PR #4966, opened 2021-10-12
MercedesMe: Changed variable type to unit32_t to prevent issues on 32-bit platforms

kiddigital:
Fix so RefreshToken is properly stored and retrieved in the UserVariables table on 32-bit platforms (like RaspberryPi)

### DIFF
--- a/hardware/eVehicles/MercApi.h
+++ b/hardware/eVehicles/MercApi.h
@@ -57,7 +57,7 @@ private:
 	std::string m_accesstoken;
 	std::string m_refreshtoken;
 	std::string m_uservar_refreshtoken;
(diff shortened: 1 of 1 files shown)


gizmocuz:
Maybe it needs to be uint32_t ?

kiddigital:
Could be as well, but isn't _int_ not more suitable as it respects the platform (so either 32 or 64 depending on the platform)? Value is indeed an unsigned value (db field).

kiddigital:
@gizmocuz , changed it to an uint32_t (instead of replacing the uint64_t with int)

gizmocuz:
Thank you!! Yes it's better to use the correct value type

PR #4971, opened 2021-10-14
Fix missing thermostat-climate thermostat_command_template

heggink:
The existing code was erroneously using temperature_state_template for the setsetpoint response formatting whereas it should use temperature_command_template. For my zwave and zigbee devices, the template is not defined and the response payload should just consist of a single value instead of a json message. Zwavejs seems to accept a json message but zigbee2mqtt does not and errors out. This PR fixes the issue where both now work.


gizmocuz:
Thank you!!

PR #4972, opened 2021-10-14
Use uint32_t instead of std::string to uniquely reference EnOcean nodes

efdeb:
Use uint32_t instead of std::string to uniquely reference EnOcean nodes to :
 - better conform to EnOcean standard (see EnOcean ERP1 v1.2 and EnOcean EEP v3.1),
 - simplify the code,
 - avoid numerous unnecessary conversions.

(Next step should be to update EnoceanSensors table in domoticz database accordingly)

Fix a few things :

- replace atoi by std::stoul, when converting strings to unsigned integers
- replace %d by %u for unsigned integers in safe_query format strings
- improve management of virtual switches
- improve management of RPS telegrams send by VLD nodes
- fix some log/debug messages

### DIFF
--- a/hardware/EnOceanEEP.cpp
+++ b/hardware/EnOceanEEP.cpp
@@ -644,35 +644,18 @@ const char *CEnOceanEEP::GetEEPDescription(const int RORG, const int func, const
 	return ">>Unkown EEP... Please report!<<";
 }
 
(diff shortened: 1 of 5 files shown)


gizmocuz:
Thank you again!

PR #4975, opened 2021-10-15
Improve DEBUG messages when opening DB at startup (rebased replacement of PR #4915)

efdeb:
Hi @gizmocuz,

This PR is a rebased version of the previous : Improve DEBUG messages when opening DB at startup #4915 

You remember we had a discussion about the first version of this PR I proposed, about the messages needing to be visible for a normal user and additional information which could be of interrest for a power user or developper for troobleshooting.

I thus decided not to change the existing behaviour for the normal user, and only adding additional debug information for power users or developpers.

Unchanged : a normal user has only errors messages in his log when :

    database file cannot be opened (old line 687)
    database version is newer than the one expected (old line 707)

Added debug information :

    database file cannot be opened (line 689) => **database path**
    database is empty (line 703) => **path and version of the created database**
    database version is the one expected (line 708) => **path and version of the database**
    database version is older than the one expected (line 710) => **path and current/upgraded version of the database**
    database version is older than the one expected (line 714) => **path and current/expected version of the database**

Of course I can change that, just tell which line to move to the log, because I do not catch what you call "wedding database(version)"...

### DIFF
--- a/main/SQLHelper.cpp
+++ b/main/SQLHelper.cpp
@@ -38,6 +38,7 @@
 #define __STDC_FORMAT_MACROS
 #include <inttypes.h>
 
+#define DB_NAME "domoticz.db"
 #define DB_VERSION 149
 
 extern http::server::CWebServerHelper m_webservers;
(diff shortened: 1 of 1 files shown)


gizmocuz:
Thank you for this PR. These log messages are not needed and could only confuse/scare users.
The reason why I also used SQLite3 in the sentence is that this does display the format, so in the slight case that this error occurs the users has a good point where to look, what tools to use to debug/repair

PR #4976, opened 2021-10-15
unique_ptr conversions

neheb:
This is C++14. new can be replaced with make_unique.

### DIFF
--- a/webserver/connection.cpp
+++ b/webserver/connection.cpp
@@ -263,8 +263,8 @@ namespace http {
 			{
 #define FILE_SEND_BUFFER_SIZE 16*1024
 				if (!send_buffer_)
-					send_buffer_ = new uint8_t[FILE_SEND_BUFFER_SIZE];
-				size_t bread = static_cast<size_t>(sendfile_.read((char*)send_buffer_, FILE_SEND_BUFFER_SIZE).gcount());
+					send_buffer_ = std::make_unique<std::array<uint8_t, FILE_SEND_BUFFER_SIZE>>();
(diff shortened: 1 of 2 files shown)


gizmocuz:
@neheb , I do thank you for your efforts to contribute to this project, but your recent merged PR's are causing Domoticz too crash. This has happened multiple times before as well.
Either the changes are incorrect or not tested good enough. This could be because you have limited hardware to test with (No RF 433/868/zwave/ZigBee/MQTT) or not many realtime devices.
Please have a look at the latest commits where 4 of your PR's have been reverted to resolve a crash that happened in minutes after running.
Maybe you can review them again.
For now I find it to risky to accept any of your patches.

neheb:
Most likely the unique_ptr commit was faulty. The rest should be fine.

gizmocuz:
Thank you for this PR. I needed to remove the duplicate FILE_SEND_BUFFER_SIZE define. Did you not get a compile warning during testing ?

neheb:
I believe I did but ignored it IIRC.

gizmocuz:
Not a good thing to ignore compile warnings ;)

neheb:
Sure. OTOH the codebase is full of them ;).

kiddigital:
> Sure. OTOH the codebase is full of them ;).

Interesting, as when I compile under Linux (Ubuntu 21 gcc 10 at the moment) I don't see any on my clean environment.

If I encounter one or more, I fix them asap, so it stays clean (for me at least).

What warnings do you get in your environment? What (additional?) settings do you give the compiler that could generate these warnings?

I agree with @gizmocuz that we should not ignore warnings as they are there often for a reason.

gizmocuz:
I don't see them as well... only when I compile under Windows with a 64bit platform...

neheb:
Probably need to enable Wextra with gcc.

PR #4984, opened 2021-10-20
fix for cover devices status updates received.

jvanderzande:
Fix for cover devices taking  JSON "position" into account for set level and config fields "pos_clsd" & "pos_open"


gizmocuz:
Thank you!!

***

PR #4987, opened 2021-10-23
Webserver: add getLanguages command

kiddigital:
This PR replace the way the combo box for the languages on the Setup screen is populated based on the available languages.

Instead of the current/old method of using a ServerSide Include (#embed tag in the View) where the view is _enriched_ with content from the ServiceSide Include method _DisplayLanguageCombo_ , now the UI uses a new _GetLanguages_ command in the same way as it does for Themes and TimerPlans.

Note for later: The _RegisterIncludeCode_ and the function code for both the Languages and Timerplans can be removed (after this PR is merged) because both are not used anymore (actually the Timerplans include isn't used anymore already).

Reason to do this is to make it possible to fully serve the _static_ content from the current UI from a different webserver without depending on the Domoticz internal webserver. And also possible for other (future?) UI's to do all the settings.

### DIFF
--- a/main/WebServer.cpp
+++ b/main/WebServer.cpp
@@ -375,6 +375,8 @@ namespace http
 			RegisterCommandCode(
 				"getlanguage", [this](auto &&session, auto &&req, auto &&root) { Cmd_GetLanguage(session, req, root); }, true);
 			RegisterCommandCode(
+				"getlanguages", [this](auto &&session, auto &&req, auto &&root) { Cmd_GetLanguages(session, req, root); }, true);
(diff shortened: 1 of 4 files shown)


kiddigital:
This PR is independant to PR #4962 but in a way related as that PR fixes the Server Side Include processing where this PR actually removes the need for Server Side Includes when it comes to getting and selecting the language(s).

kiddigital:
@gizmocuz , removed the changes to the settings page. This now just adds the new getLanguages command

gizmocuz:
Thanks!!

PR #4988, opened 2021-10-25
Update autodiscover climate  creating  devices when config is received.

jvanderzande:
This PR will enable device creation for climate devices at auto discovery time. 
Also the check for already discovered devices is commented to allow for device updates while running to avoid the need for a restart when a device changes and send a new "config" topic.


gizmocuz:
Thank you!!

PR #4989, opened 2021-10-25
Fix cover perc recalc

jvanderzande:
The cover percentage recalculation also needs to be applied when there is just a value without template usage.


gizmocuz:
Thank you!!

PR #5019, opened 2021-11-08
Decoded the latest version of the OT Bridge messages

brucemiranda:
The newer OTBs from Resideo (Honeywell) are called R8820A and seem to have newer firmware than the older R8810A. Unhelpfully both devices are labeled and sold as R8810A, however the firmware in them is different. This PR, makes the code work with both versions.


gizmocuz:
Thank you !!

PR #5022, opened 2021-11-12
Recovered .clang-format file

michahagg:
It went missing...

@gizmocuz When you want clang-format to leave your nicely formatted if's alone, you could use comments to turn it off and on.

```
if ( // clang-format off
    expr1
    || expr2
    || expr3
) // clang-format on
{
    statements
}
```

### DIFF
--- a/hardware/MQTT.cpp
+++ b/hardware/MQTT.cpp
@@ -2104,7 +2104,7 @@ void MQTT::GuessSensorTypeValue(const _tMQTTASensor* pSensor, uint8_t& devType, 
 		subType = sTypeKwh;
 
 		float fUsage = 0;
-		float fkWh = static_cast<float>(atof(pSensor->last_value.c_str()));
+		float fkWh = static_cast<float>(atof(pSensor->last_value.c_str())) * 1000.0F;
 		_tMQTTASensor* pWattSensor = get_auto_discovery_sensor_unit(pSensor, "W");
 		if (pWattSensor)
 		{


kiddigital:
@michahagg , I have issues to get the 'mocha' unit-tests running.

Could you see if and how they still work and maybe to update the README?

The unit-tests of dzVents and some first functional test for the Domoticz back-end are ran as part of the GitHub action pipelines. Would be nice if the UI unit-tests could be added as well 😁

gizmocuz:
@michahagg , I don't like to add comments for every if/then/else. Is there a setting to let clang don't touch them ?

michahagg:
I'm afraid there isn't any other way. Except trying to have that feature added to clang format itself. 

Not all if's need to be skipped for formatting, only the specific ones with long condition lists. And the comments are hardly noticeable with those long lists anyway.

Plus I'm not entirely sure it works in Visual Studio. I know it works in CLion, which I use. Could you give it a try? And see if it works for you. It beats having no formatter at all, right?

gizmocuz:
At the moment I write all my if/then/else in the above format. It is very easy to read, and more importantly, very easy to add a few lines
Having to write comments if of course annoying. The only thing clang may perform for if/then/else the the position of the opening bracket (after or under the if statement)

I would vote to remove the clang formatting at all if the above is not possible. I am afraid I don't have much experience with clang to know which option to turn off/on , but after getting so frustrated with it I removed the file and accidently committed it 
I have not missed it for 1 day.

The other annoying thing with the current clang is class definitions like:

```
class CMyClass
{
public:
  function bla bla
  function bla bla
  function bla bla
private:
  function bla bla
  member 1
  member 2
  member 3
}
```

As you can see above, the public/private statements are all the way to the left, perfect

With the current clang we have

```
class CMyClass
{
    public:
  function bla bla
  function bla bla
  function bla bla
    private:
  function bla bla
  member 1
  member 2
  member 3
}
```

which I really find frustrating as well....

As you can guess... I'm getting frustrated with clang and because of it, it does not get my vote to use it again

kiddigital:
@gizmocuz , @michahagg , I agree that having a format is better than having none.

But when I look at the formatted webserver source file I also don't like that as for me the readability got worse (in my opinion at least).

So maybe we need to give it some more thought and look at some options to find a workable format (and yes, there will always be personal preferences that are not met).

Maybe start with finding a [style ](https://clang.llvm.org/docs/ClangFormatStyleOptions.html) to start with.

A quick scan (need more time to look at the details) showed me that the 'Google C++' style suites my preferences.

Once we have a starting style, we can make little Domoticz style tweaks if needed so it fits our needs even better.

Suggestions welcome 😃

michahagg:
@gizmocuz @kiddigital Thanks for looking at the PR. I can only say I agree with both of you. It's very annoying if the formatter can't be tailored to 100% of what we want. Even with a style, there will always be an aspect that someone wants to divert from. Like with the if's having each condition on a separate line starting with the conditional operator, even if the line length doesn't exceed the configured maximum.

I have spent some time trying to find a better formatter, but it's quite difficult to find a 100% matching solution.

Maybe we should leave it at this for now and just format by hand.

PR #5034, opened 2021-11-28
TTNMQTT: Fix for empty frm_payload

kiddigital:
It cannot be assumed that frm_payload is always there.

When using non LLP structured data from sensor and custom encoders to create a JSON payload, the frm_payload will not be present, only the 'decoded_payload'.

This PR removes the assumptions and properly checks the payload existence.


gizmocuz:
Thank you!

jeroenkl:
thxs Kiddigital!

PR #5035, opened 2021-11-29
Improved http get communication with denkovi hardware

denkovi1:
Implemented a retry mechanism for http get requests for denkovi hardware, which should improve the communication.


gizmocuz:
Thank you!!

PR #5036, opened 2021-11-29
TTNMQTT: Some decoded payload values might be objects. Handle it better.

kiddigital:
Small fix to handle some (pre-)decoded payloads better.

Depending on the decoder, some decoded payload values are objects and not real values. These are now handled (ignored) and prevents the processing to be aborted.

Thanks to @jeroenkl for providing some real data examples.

***

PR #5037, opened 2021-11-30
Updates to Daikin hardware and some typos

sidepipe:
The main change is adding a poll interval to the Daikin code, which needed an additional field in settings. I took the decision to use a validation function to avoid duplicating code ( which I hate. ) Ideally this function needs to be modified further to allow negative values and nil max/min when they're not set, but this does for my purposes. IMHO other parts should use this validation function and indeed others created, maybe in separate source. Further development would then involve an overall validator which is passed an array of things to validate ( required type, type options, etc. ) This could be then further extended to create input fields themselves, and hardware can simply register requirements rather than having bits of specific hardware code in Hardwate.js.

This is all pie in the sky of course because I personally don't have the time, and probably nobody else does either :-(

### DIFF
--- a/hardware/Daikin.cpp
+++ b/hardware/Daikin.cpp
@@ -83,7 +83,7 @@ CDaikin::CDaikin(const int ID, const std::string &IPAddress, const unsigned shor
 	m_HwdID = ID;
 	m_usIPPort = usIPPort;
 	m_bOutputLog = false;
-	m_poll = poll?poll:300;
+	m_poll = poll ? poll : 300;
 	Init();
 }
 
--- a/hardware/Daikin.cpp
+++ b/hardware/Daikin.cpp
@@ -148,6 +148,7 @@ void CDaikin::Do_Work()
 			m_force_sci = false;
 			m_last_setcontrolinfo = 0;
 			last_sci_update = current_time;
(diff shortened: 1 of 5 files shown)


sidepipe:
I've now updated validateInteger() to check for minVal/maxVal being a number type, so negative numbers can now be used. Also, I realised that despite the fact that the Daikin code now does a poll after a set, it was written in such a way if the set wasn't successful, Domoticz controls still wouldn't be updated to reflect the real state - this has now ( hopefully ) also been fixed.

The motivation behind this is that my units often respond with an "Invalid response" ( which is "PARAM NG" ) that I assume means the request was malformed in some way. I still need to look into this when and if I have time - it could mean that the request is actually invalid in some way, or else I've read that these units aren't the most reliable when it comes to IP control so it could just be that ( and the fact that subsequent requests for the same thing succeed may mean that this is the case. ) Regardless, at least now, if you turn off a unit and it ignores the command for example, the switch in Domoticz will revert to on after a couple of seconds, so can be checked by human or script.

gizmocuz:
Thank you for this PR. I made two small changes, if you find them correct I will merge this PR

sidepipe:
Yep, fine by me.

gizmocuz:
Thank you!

***

> _Problem description_: Whenever the string "communication" shows up in a line above, copy that line.

> _Finished exercise_:
Improved http get communication with denkovi hardware
Implemented a retry mechanism for http get requests for denkovi hardware, which should improve the communication.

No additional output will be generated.